Let $n$ be a natural number. Can $n$ have more than $\dfrac{n}{2}+1$ divisors?
(a) $3$
3 = 1 * 3 (2 divisors)
3/2 + 1 = 2
2 <= 2 [OK]
(b) $4$
4 = 1 * 2 * 2 (3 divisors)
4/2 + 1 = 3
3 <= 3 [OK]
(c) $6$
6 = 1 * 2 * 3 (4 divisors)
6/2 + 1 = 4
3 <= 4 [OK]
...
For me, it seems impossible, but I'm not figuring out a way to proof why. I guess that it is related to the fact that, after $2$, all possible divisors will increase the number more than twice.
Let $d(n)$ denote the number of divisors of $n.$
Since divisors appear in pairs, one of which is $\leq \sqrt{n}$ and the other $\geq \sqrt{n},$ this means $d(n) \leq 2\sqrt{n}.$ (When $n$ is a square, the argument would give $d(n) \leq 2\sqrt{n} - 1,$ so it applies there too)

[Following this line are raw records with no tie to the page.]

PR #306, opened 2025-03-13
Static site

nofurtherinformation:
A (big) PR that builds out the basic static site functionality and content management system. This first iteration focuses on two CMS constructs -- tags, for specific events of efforts, and places, for MGGG managed pages likes states or cities.

This PR does **not** handle data management and custom module ingestion.

## Description
- Based on team discussion, we chose to implement a database-oriented approach
- This approach uses a new schema `cms` with api endpoints to manage the content
- The core requirements of the schema are: draft and publish content workflow, rich text, multi-language support
- Each content type has a table, allowing for particular properties as needed
- The API is designed for future work to enable auth that bifurcates permissions, specifically editing, creating, and publishing
- The cms tables have a draft and published JSONB schemas that use TipTap as a content description language
- Currently, content is sent to the client and rendered, but it is the hope to render all content serverside as HTML
- This PR also adds from refactors to frontend matters, specifically API handlers which now live in their own files. This is more verbose, but given side effects and subscriptions, this is a much more stable and isolated way to organize these. An issue that came up, for example, when importing the api handler to get gerry db views from a static page, something related to shattering threw an error because the map wasn't instantiated. This organization is also better for code splitting across different pages.

Big todos and next steps:
1. Auth
2. Clean up styles
3. Build out custom components for frontend / pages 
4. Populate site with additional content

## Reviewers
- Primary: @raphaellaude  
- Secondary: @mariogiampieri 

## Checklist
- [x] Added CMS DB schema
- [x] Added endpoints for: create, update, publish, delete, list content, get piece of content
- [x] Added tests for each endpoint
- [x] Added pages to view lists of Tags and Places
- [x] Added tag and place page
- [x] Added CMS editor page for Tags and Places
- [x] Workflow from place or tag page to created map

Screenshot 2025-03-27 at 5 10 50 PM
Screenshot 2025-03-27 at 5 24 31 PM
Screenshot 2025-03-27 at 5 11 17 PM
Screenshot 2025-03-27 at 5 12 01 PM


backend/app/cms/main.py
```diff
@@ -0,0 +1,241 @@
+import uuid
+from typing import List
+from fastapi import APIRouter, Depends, HTTPException, status, Query
+from sqlmodel import Session, select
+from sqlalchemy.exc import MultipleResultsFound, NoResultFound
+from sqlalchemy.sql import literal_column
+import logging
+
+from app.core.db import engine
+from app.models import (
```
raphaellaude, line 10: I: Since you've already put these routes in a separate module I'd move these models into the cms module, too

backend/app/cms/main.py
```diff
@@ -0,0 +1,241 @@
...
+    """Create a new CMS content entry"""
+    # Check if content with same slug and language already exists
+    CmsModel = CMS_MODEL_MAP[type]
+    existing = session.exec(
+        select(CmsModel)
+        .where(CmsModel.slug == data.slug)
+        .where(CmsModel.language == data.language)
+    ).first()
+
+    if existing:
```
raphaellaude, line 48: I: Having a patch endpoint will be useful

backend/app/cms/main.py
```diff
@@ -0,0 +1,241 @@
...
+
+
+@router.post(
+    "/content/{type}",
+    response_model=CmsContentCreate,
+    status_code=status.HTTP_201_CREATED,
+)
+async def create_cms_content(
+    type: CMSContentTypesEnum,
+    data: CmsContentCreate,
```
raphaellaude, line 36: I: The content type might make more sense as a field on the `CmsContentCreate` model

backend/app/cms/main.py
```diff
@@ -0,0 +1,241 @@
...
+    #         literal_column(CMSModel.districtr_map_slugs.name) == districtr_map_slugs
+    #     )
+
+    query = query.offset(offset).limit(limit)
+    results = session.exec(query).all()
+
+    return results
+
+
+@router.get("/content/{type}/{slug}", response_model=CMSContentPublicWithLanguages)
```
raphaellaude, line 109: H: Across all of these routes I would be a little more verbose in your naming conventions. Also, putting two params next to each other could lead to conflicts. You'll need to ensure all routes are unique.

backend/app/cms/main.py
nofurtherinformation: Sounds good!

backend/app/cms/main.py
nofurtherinformation: Agreed

backend/app/cms/main.py
nofurtherinformation: Agreed

backend/app/cms/main.py
nofurtherinformation: That makes sense. How about something like this, echoing the main API structure?

- `POST /api/cms/create_content` (content type internal to body)
- `PATCH /api/cms/content/{content_id}/update`
- `POST /api/cms/content/{content_id}/publish`

- `GET /api/cms/list/{content_type}`
- `GET /api/cms/get/{content_type}/{slug}`

raphaellaude: It's fine if they're repeated for POST/PATCH/GET/DELETE etc. but you'll run into issues with `{content_type}/{slug}`. How about?

- `POST   /api/cms/content` (all body)
- `PATCH  /api/cms/content` (all body)
- `POST   /api/cms/content/{content_id}/publish`
- `DELETE /api/cms/content/{content_id}`
- `GET    /api/cms/content/{content_id}`
- `GET    /api/cms/content/type/{content_type}` (to list content)
- `GET    /api/cms/content/{content_id}/type/{content_type}`

nofurtherinformation: Sounds good - thanks!

nofurtherinformation: I landed on something close to this, but except for getting content we do need to use the type and slug since the front end request will not have the content ID

raphaellaude (commented):
A few notes (happy for these to be handled in follow-up PRs or here, up to you):

- CMS editor should maybe disable save until after any edits have been made. Save for the edit button in the content list (since you're already editing!)
- PP: `Content with slug 'my-super-awesome-map' and language 'LanguageEnum.ENGLISH' already exists` error is great to have but the language enum bit could be cleaned up
- I: If you edit and then publish while editing, the content list does not refresh properly (see screenshot). I think this is because the `/list` and `/publish` events fire simultaneously so are in a race condition.
- H: I was able to publish a map with an empty slug (and another with an empty title, for that matter). I've pushed a backend change to address this but still needs to be handled on the FE.
- PP: The content list reordering on save is a little bit jarring. I would order based on `created_at` so that the order is stable
- Q: Should the slug be hard-coded after the initial edit? Users can always create a new map, but they can't fix broken links they've sent out

image

Images work nicely! :)

image

nofurtherinformation:
@raphaellaude thanks very much for this review! I just pushed some changes that I believe resolve these issues.

raphaellaude (approved):
lgtm! nicely done!

PR #309, opened 2025-03-14
Misc bugfixes

nofurtherinformation:
A potpourri of fixes 

## Description
- Fix connected components useQuery state issues
- Fix error on color palette migration repeat, issue when adding column in sqlalchemy that already existed
- Handle color palette error better
- Keep county FIPS code when switching to plan of same state
- Fix paint brush cursor location
- Clarify difference from ideal population labels on population bars with stroke (for dark backgrounds) and explicit "+" for greater than ideal
- When ideal population is a fraction (eg. 1280.5) no longer show +/-1 
- Remove vestigial population tooltip
- Correctly clear out old zone assignments when changing documents of the same tileset
- Fix display issue on top-to-bottom deviation not showing even when all zones are painted, or calculated incorrectly with unassigned population as a zone

## Reviewers
- Primary: @raphaellaude 
- Secondary: @mariogiampieri


backend/app/alembic/versions/4b0aec5f8350_save_color_palette.py
```diff
@@ -20,6 +20,12 @@
 
 
 def upgrade() -> None:
+    # check if column exists
+    conn = op.get_bind()
+    inspector = sa.engine.reflection.Inspector.from_engine(conn)
+    columns = inspector.get_columns("document", schema="document")
+    if "color_scheme" in [column["name"] for column in columns]:
+        return
```
raphaellaude, line 28: What is the root of the issue here? This looks pretty inelegant

app/src/app/components/sidebar/MapValidation/ZoomToConnectedComponents.tsx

If we had $d(n) > \frac{n}{2} + 1$ then we'd have $$2\sqrt{n} > \frac{n}{2}+1$$ which we can solve as a quadratic in $\sqrt{n}$ to give $$n < 12$$
This means we can resolve it just by checking natural numbers through $11$.
Sidenote: If you include $0$ as a natural number (which is common), then $n=0$ provides an example of a natural number with more than $\frac{n}{2}+1$ divisors.